== Record extracts ==
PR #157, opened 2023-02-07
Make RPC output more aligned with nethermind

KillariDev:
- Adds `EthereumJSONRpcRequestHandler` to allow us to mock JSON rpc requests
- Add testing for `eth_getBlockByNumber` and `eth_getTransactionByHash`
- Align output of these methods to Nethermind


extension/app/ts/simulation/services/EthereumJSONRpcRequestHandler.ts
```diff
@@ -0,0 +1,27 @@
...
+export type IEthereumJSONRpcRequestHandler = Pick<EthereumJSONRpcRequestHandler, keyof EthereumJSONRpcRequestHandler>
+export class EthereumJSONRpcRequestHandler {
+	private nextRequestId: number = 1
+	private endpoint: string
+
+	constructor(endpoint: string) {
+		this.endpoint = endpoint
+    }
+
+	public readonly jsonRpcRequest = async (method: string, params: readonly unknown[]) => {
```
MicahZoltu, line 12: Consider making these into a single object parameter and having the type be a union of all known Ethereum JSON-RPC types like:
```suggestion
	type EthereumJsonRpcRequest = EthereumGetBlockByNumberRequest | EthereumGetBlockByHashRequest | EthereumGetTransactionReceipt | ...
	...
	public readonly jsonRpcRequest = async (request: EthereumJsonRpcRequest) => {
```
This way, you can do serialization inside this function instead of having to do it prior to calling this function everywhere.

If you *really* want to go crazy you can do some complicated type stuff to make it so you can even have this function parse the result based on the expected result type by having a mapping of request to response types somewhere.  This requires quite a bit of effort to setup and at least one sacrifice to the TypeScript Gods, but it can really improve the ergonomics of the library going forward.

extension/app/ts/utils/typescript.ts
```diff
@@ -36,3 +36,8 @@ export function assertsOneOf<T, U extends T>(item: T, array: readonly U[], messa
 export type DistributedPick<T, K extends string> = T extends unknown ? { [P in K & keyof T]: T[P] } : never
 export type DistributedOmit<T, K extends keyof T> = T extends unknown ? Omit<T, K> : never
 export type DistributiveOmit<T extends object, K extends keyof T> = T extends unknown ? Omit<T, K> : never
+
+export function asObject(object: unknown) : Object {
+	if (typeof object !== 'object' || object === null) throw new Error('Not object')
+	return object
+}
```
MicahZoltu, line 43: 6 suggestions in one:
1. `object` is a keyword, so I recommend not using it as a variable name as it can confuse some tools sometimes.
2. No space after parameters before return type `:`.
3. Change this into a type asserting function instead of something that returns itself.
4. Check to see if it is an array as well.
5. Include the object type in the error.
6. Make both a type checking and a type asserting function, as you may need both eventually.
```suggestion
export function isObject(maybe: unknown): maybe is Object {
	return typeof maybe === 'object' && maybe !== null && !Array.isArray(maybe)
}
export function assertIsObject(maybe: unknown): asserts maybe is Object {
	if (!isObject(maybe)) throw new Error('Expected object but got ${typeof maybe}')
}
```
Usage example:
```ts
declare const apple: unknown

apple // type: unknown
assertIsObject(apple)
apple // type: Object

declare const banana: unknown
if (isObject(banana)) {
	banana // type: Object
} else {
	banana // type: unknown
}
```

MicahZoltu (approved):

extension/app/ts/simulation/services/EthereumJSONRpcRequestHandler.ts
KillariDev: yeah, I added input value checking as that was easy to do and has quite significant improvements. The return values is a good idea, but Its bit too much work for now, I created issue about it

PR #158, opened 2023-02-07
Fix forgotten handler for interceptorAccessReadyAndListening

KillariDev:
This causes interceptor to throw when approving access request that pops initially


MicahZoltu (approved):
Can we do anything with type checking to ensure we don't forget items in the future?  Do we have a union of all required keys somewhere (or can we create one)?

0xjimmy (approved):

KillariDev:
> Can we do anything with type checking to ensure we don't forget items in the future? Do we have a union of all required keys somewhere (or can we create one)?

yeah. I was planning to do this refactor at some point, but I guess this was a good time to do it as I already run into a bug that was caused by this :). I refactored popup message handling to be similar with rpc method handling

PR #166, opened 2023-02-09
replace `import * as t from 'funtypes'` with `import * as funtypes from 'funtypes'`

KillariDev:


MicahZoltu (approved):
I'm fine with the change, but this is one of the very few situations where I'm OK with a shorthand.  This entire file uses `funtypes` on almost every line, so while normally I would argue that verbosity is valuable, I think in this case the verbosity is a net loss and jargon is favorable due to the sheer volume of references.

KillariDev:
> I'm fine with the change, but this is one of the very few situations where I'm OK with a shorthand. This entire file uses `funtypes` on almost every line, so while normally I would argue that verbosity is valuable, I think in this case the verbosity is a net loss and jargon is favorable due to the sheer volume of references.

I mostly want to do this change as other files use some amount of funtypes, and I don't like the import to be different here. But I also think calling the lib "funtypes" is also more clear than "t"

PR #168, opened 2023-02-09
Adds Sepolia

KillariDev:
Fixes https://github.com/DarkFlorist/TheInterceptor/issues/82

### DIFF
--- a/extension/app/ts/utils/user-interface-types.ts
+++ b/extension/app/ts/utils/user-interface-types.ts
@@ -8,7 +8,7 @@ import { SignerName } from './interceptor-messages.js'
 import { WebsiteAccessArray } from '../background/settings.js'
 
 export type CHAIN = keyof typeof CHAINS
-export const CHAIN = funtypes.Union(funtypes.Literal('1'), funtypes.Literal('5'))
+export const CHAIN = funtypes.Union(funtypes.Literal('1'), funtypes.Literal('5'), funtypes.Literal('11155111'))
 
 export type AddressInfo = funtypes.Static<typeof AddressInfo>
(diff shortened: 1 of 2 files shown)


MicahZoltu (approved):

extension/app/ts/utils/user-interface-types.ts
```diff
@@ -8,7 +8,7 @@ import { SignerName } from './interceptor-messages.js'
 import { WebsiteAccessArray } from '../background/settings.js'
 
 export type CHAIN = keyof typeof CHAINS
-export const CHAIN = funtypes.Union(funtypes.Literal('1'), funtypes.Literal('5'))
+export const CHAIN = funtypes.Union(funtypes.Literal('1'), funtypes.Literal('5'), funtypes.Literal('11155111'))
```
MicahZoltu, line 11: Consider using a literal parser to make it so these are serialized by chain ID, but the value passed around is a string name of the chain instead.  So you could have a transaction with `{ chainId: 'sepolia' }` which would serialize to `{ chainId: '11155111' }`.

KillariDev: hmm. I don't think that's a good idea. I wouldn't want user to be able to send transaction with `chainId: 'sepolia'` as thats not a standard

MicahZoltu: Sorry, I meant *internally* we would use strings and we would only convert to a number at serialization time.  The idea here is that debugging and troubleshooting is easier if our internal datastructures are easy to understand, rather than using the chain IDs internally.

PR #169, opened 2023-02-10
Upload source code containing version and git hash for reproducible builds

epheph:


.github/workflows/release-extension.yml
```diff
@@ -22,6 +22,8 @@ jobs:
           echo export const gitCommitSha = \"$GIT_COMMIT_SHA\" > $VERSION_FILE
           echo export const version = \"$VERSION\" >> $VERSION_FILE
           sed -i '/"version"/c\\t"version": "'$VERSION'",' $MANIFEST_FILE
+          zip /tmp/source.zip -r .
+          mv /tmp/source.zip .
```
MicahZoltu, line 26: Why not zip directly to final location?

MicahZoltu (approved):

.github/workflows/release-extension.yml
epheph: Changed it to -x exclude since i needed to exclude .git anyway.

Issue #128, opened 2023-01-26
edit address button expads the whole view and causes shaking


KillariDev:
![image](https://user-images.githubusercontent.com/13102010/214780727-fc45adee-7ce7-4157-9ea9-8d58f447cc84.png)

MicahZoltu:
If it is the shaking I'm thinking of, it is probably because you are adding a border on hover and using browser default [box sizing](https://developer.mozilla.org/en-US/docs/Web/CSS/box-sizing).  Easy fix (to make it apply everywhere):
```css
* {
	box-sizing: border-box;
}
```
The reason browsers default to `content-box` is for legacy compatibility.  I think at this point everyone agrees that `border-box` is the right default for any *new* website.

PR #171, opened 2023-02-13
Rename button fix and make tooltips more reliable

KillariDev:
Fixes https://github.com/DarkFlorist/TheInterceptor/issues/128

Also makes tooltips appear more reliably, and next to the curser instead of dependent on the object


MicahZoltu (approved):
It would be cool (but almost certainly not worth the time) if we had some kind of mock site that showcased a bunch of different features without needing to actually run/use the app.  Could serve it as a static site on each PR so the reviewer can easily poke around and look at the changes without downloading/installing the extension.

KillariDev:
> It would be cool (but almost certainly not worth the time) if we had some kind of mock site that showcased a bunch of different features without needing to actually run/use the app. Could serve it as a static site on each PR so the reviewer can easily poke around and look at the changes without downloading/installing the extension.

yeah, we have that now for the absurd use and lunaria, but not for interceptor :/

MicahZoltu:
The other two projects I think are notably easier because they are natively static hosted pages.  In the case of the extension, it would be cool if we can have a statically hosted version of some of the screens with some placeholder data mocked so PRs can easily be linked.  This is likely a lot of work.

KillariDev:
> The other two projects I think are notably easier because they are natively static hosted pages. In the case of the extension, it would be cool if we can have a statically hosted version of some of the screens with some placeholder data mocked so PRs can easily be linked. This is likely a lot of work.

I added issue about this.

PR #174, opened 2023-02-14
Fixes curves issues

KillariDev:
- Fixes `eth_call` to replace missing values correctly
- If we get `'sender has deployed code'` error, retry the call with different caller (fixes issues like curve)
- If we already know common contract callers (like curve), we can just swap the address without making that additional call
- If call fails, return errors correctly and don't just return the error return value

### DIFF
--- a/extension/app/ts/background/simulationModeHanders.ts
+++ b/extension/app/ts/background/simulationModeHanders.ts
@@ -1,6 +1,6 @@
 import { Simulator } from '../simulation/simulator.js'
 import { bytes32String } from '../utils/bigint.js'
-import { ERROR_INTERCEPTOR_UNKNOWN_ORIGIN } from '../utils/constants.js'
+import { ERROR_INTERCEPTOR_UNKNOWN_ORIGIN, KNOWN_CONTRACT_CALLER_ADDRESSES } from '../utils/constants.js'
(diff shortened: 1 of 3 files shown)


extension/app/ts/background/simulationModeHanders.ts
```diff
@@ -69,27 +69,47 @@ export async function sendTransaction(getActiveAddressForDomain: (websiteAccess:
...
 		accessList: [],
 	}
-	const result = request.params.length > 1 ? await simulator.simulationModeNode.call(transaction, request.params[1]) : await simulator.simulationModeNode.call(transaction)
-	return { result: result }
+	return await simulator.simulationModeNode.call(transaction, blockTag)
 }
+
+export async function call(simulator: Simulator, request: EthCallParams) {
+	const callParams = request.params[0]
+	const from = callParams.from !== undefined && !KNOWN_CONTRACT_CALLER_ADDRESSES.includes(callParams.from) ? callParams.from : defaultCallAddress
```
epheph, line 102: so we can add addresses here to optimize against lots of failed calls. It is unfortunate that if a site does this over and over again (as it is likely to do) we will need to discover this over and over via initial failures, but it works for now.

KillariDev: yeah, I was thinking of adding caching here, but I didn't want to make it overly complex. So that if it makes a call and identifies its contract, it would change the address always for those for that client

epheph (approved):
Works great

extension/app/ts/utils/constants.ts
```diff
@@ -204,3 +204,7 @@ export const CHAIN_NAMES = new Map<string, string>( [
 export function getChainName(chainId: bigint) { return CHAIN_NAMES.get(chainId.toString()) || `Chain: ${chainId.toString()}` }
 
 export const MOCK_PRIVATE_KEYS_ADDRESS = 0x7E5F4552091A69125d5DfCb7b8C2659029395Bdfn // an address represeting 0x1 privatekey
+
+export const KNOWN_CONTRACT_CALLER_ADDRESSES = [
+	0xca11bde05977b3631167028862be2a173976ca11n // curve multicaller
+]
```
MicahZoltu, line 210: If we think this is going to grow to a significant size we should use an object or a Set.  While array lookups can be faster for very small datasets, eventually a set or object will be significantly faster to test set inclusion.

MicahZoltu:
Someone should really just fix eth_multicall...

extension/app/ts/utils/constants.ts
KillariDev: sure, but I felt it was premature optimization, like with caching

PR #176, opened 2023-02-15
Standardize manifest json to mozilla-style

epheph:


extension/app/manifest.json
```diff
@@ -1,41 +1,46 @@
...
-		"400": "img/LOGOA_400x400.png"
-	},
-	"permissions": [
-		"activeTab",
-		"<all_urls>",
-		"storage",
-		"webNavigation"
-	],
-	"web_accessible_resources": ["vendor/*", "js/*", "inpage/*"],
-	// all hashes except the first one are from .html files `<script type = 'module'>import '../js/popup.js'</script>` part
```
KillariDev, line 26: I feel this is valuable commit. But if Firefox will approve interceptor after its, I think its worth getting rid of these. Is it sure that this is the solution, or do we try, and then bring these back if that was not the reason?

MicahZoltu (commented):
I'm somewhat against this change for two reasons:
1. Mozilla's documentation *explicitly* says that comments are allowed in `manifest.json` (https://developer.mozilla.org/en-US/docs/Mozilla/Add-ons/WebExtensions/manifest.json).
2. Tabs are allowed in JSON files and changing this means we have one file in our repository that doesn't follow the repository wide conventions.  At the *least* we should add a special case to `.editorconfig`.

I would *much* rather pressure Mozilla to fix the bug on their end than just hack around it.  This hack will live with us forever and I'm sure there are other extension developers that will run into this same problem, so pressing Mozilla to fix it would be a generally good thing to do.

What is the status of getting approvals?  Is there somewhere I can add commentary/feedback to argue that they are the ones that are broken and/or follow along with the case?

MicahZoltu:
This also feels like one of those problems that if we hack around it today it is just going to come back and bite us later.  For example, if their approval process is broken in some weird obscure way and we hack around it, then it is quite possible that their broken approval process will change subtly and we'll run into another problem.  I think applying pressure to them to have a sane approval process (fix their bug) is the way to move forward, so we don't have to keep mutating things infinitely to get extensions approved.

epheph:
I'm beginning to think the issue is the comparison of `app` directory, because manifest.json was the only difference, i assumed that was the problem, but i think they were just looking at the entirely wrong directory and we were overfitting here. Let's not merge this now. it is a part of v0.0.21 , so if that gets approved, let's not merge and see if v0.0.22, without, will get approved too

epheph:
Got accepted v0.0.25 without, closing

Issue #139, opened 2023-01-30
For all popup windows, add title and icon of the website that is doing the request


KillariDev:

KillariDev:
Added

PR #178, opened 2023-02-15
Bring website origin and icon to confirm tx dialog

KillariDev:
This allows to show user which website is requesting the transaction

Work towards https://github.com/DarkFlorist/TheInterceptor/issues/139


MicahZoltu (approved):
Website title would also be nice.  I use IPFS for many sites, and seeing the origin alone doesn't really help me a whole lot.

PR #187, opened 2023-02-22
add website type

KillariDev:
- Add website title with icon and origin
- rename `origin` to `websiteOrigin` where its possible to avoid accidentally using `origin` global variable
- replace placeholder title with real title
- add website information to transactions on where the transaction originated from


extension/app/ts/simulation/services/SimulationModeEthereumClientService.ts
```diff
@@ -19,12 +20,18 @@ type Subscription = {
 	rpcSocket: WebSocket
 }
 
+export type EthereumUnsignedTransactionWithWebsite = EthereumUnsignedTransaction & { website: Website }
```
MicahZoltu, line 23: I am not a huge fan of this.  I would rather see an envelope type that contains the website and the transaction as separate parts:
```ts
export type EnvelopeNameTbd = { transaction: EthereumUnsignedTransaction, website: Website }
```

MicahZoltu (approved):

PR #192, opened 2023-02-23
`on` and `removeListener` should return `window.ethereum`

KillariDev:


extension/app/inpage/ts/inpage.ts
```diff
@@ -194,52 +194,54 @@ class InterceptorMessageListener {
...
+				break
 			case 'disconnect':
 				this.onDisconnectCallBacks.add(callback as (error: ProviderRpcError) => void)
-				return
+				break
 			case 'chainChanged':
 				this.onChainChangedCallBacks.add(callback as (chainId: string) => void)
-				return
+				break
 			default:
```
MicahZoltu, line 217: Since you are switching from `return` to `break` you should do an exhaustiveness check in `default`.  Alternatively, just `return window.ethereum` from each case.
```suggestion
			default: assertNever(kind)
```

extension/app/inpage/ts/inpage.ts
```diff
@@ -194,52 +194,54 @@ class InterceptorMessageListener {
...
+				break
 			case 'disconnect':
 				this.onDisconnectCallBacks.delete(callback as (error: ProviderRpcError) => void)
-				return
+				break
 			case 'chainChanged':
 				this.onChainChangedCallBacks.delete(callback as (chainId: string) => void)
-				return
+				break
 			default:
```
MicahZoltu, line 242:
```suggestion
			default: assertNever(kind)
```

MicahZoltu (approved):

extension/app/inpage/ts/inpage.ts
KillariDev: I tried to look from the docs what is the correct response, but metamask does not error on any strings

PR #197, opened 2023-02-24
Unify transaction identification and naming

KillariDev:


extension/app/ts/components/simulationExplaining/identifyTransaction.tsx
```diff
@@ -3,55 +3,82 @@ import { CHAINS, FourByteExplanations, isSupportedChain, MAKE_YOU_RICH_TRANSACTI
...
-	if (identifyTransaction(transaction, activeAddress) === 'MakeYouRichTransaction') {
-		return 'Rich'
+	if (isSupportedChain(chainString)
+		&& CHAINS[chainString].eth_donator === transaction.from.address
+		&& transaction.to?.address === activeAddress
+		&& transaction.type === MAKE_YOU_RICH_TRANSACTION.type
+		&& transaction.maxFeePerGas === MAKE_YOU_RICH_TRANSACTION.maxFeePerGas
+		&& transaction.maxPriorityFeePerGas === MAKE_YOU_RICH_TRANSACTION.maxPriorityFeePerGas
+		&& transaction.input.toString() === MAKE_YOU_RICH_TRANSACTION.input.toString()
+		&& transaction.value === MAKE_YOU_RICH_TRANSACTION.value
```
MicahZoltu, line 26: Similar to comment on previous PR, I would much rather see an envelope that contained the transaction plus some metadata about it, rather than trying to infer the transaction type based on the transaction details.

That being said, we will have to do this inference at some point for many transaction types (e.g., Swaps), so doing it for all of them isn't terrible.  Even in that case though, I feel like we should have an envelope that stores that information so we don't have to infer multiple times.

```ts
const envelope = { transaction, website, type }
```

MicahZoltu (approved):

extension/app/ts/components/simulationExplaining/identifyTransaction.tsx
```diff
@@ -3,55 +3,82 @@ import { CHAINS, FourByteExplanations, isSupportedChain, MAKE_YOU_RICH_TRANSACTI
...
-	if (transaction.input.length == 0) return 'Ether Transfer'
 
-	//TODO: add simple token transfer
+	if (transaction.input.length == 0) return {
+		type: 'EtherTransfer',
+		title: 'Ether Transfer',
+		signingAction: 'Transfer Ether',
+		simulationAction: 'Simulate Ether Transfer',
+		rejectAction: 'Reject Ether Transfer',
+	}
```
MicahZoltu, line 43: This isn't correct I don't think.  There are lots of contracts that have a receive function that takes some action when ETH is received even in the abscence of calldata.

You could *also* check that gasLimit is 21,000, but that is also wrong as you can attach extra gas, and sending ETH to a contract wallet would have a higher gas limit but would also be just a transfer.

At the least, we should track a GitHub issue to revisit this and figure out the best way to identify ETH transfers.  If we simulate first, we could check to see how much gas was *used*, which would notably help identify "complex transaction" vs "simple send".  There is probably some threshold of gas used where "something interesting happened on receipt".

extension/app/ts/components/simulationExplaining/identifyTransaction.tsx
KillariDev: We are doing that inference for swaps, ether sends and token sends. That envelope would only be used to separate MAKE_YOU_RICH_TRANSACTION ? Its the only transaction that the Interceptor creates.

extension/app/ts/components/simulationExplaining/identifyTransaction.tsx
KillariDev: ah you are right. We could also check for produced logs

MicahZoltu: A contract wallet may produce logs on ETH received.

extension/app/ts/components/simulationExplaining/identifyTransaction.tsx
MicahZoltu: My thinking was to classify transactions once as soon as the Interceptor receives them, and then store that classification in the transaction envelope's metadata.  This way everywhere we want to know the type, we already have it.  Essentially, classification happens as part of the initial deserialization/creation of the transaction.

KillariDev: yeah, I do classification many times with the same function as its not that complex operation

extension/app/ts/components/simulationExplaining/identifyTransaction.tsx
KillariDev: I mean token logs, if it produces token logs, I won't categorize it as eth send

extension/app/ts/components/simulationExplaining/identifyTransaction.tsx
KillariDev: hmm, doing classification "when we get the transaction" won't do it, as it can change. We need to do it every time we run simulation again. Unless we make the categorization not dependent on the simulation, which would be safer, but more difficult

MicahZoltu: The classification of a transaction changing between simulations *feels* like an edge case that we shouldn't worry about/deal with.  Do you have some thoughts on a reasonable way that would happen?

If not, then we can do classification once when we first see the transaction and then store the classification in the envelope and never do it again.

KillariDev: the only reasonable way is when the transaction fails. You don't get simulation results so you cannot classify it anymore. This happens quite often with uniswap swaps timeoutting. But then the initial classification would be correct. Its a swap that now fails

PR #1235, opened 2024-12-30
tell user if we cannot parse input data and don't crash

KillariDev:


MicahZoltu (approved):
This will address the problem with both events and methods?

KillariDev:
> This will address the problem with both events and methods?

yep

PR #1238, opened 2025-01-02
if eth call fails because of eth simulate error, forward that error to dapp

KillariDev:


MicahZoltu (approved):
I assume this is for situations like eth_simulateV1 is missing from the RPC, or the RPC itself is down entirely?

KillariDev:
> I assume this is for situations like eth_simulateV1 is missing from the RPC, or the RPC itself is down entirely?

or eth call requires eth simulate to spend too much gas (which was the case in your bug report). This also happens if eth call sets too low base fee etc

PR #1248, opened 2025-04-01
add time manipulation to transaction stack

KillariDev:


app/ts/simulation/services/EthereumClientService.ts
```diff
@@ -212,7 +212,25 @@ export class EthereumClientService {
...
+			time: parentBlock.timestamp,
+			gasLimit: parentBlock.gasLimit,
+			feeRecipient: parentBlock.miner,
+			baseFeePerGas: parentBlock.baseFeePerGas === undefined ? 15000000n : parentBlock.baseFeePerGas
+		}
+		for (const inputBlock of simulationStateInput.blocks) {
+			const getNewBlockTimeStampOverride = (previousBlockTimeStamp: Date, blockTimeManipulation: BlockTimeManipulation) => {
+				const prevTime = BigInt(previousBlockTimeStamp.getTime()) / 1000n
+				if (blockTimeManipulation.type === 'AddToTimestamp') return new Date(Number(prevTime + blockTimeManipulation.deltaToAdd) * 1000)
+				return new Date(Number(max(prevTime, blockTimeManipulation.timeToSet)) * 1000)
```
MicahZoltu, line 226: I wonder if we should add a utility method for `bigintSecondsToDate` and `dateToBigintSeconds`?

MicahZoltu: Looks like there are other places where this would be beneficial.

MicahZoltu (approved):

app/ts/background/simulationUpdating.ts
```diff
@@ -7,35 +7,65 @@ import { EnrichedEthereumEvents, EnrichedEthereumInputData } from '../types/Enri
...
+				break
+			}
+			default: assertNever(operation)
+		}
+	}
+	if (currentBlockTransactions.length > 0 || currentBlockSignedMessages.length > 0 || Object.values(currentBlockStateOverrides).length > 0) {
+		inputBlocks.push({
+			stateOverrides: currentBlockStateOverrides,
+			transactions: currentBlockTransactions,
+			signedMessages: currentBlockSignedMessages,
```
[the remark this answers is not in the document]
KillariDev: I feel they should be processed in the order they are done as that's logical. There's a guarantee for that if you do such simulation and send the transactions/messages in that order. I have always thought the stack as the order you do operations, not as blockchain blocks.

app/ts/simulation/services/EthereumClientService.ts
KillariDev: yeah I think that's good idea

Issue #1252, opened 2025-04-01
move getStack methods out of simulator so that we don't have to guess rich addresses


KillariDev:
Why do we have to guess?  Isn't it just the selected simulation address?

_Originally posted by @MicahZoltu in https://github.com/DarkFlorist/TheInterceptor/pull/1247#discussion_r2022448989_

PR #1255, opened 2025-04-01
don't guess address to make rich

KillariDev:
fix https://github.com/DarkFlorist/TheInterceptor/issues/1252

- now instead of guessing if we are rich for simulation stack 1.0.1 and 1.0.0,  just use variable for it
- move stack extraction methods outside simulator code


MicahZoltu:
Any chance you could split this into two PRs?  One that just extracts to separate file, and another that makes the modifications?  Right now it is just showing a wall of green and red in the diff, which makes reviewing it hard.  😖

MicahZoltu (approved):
===
◆ Exercise
Check each line of the data for "adding". Copy the lines where it turns up.

◆ Response area
If it is the shaking I'm thinking of, it is probably because you are adding a border on hover and using browser default [box sizing](https://developer.mozilla.org/en-US/docs/Web/CSS/box-sizing).  Easy fix (to make it apply everywhere):
KillariDev: yeah, I was thinking of adding caching here, but I didn't want to make it overly complex. So that if it makes a call and identifies its contract, it would change the address always for those for that client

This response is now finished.